Keep the bracketed marker in the target SRT (don't invent content).
If a [unclear] chunk makes a cue ungrammatical in the target language, leave it bracketed and add a note in the response (not in the SRT file).
Quality gate before handoff
Subtitle numbers are sequential
Timestamps are valid (HH:MM:SS,mmm, no overlap)
Milliseconds use commas
Translation is natural; speaker tone preserved
Line length within platform/cue caps
Proper nouns accurate
No cue ends mid-clause / mid-phrase
No invented content
Downstream
/wjs-burning-subtitles — burn this SRT onto the video, or soft-mux as a togglable track.
/wjs-dubbing-video — generate a TTS voice dub from this SRT, time-aligned to the original timing.

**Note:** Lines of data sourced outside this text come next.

PR #306, opened 2022-03-02
[FLINK-25866][statefun] Support additional TLS configuration

FilKarnicki:
### What is the purpose of the change

The goal of this PR is to add mutual TLS capabilities to flink-statefun. In Master, currently only server-side TLS is allowed, meaning the flink-statefun job can assert whether the remote service it's talking to is who it says it is, but not the other way around. Furthermore, only the default java certificate authority truststore can currently be used.

This change allows users to specify additional settings in module.yaml's function spec:
```yaml
spec:
  transport:
    type: io.statefun.transports.v1/async
    #(...)
    trust_cacerts: ~/trustedCAs.pem
    client_cert: classpath:clientPublic.crt
    client_key: ~/clientPrivate.key
    client_key_password: changeme
```
Certs/keys get loaded with `ResourceLocator` and used in Netty's `SslContext`

### Main changes are:

- Added a test for `NettyClient`
- Made slight changes to `HttpConnectionPoolManager` in order to catch failure case responses without them being automatically retried
- Included a bunch of certificates/keys for testing (with README.md files explaining how the certs were created)
- Replaced undertow in `statefun-smoke-e2e-java` with `netty` in order to be able to use the same cert/key loading mechanisms as the netty client in `statefun-flink-core`

### Verifying this change
`TransportClientTest` launches a netty service returning a stub response. There are three endpoints: http, https with required mutual TLS and https with server-side TLS only (for verifying existing, default jre truststore usecases)

`NettyClientTest` contains a number of tests used to verify the correct behaviour

`statefun-smoke-e2e-java` was updated to use mutual TLS

The public API, i.e., is any changed class annotated with @Public(Evolving): N/A
The serializers: no
The runtime per-record code paths (performance sensitive): unsure - TLS was already available, so if anyone is already using TLS, they are already experiencing some performance hit


statefun-e2e-tests/statefun-smoke-e2e-java/src/test/resources/remote-module/module.yaml
```diff
@@ -16,5 +16,11 @@
...
-  maxNumBatchRequests: 10000
\ No newline at end of file
+  urlPathTemplate: https://remote-function-host:8000
+  maxNumBatchRequests: 10000
+  transport:
+    type: io.statefun.transports.v1/async
+    trust_cacerts: file:/opt/statefun/modules/statefun-smoke-e2e/certs/a_ca.pem
+    client_cert: file:/opt/statefun/modules/statefun-smoke-e2e/certs/a_client.crt
+    client_key: file:/opt/statefun/modules/statefun-smoke-e2e/certs/a_client.key.p8
+    client_key_password: test
```
igalshilman, line 26: While I understand the need for a `client_key_password` to be present, it is a bit problematic, as it puts sensitive information into these yaml files.
How about we add an additional `client_key_password_file` property, and let people the option to reference that from a, say, k8s secret mounted?

statefun-e2e-tests/statefun-smoke-e2e-java/src/main/java/org/apache/flink/statefun/e2e/smoke/java/CommandInterpreterAppServer.java
```diff
@@ -20,33 +20,120 @@
...
+import org.apache.flink.shaded.netty4.io.netty.handler.ssl.SslContext;
+import org.apache.flink.shaded.netty4.io.netty.handler.ssl.SslContextBuilder;
+import org.apache.flink.shaded.netty4.io.netty.handler.ssl.SslProvider;
 import org.apache.flink.statefun.sdk.java.StatefulFunctionSpec;
 import org.apache.flink.statefun.sdk.java.StatefulFunctions;
-import org.apache.flink.statefun.sdk.java.handler.RequestReplyHandler;
+import org.apache.flink.statefun.sdk.java.slice.Slice;
+import org.apache.flink.statefun.sdk.java.slice.Slices;
 
 public class CommandInterpreterAppServer {
```
igalshilman, line 42: wow, well done!

igalshilman (commented):
Hi @FilKarnicki, the changes looks really good! really cool saying mTLS added to StateFun 🥳 

I've made a first pass over the PR and I have some comments, nothing fundamental.
Tomorrow I'll take a deeper look at the new integration test, but just wanted to provide some early feedback.

Thanks again for picking this up!

statefun-e2e-tests/statefun-smoke-e2e-java/src/test/resources/remote-module/module.yaml
FilKarnicki: I see, I'll make a change. I'm wondering if there's a way to read a pwd from a file while setting up TLS in Kafka. I'll have a poke around later :)

statefun-flink/statefun-flink-core/src/main/java/org/apache/flink/statefun/flink/core/nettyclient/NettyClient.java
```diff
@@ -208,4 +225,77 @@ private void releaseChannel0(Channel channel) {
...
+    Optional<String> maybeTrustCaCerts = spec.getTrustedCaCertsOptional();
+    Optional<String> maybeClientCerts = spec.getClientCertsOptional();
+    Optional<String> maybeClientKey = spec.getClientKeyOptional();
+    Optional<String> maybeKeyPassword = spec.getClientKeyPasswordOptional();
+
+    if (maybeClientCerts.isPresent() && !maybeClientKey.isPresent()) {
+      throw new IllegalStateException(
+          "You provided a client cert, but not a client key. Cannot continue.");
+    }
+    if (maybeClientKey.isPresent() && !maybeClientCerts.isPresent()) {
```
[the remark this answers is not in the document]
FilKarnicki: My intention was to write a kind of an XOR gate here. No cert/key is fine, both cert+key is fine, but not when there's one and not the other. Let me think if I can make this better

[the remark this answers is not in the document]
igalshilman: Oh, I see that make sense 👍

statefun-e2e-tests/statefun-smoke-e2e-java/src/test/resources/remote-module/module.yaml
igalshilman: I don't think I understand. If you can specify it in a `module.yaml` as a utf8 string, then it should be possible to read the exact same string from a file, no?

FilKarnicki:
hi @igalshilman I believe I addressed your concerns. Please let me know if there's anything else. Thanks! Fil

igalshilman (approved):
Thanks for addressing my comments @FilKarnicki, and for working on this issue 👍 
The changes look very very good to me, and the tests as well, I'll proceed to merging this PR.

For bilingual playback: most platforms can soft-mux multiple subtitle tracks, but if you need bilingual visible at once, burn the *.source-target.srt directly via /wjs-burning-subtitles.
Common pitfalls
Letting the cue end mid-sentence after translation. The source's silence-aligned cues are unsafe boundaries; re-segment at punctuation, always.
Filler demonstratives in Chinese output. MT inserts 「这」/「那」 because the source had eso/that. Delete them aggressively.

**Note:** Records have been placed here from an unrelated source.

PR #333, opened 2023-08-31
More retryable http status codes

gfmio:
This PR increases the list of status codes considered retryable.

* When Flink Statefun has high load, it can happen that the requests are sent too slowly and the server read timeout cuts off a request, in which case commonly a 400 error will be returned since the body was not parseable as a protobuf message.
* When using a load balancer like Envoy, 503 and 504 errors can occur frequently when the upstream service is unavailable or e.g. getting redeployed.


gfmio:
Question for the maintainers: Do you think we should keep this a fixed list or shall we make this configurable as a comma separated list in either the flink config or the `module.yaml`?

PR #335, opened 2023-08-31
enhance exponential backoff

gfmio:
This PR enhances the exponential backoff by adding jitter to prevent a thundering herd of requests.

The base backoff is increased to 1s, because 10ms can still create significant load on a service that might already be overwhelmed.

Finally, log messages are added or updated to provide useful diagnostic information in failure scenarios.


gfmio:
Question for the maintainers: Should we make the backoff settings configurable via the `module.yaml`?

Period milliseconds. Whisper local writes .mmm; SRT spec is ,mmm. Always normalize.
Translating proper nouns. Brand names, place names, technical terms — leave as-is or use the conventional target-language version (e.g., "OpenAI" stays, "New York" → "纽约").
Over-shortening for cue caps. If a line is genuinely longer than the cap, split into two cues with interpolated timestamps; don't drop meaning to fit the cap.
Forgetting to do re-segmentation when no dub is requested. The punct-bounded SRT is also better for reading — line endings at natural pauses match how viewers scan. Re-segment even when burn-only.